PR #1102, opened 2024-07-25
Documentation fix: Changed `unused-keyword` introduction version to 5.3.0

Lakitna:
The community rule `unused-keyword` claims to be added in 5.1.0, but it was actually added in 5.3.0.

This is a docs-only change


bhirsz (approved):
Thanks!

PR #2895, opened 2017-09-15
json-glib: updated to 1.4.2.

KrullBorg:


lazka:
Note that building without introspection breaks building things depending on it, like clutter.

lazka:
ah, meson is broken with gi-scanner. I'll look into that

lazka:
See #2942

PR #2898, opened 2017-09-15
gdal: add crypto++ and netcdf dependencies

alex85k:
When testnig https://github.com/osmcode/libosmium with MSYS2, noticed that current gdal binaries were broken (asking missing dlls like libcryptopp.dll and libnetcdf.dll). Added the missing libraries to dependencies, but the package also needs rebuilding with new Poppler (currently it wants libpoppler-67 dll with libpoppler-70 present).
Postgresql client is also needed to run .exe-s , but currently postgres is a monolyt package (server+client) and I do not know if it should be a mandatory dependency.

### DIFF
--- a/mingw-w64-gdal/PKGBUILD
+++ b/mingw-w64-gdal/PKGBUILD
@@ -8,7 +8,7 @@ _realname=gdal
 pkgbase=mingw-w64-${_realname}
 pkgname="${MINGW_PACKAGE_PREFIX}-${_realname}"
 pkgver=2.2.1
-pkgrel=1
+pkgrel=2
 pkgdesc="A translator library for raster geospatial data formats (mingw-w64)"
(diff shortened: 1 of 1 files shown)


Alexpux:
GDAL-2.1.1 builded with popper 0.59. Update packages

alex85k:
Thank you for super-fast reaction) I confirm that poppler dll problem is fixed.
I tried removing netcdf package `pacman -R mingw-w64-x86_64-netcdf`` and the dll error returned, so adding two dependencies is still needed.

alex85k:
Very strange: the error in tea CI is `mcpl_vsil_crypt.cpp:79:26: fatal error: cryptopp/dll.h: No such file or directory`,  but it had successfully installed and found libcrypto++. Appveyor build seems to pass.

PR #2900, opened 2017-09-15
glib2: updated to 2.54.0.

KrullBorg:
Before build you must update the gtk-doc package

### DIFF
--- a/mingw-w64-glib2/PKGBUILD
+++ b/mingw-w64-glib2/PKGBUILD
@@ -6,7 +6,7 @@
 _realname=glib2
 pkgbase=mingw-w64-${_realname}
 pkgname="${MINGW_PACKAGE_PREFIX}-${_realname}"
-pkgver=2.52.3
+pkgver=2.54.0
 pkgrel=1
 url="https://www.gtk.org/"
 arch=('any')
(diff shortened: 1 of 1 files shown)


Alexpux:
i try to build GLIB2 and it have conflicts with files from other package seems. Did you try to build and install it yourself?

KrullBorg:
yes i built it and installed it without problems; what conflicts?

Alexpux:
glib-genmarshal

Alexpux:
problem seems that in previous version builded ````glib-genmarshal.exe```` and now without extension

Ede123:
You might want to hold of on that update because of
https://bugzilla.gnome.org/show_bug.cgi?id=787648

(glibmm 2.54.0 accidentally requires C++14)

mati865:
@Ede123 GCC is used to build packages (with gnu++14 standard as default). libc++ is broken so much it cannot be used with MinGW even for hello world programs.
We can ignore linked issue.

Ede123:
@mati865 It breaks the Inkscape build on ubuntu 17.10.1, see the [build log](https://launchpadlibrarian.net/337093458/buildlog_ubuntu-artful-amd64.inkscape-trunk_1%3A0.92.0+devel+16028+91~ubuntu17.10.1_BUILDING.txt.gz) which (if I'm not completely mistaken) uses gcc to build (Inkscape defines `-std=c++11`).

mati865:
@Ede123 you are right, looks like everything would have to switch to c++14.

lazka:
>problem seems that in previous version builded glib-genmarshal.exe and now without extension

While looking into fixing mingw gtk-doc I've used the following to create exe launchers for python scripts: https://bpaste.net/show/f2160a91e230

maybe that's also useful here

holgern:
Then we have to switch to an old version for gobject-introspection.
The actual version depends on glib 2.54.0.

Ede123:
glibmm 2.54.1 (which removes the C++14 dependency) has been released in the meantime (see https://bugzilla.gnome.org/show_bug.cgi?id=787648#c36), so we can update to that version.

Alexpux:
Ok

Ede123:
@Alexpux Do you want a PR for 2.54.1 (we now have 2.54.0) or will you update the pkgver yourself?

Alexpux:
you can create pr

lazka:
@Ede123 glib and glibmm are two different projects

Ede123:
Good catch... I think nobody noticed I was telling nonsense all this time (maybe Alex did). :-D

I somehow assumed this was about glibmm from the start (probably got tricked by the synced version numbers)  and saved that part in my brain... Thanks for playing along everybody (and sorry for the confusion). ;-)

Task >>
The expected output is every line from the material above where "which" can be found.

Answer to the problem >>
@mati865 It breaks the Inkscape build on ubuntu 17.10.1, see the [build log](https://launchpadlibrarian.net/337093458/buildlog_ubuntu-artful-amd64.inkscape-trunk_1%3A0.92.0+devel+16028+91~ubuntu17.10.1_BUILDING.txt.gz) which (if I'm not completely mistaken) uses gcc to build (Inkscape defines `-std=c++11`).
glibmm 2.54.1 (which removes the C++14 dependency) has been released in the meantime (see https://bugzilla.gnome.org/show_bug.cgi?id=787648#c36), so we can update to that version.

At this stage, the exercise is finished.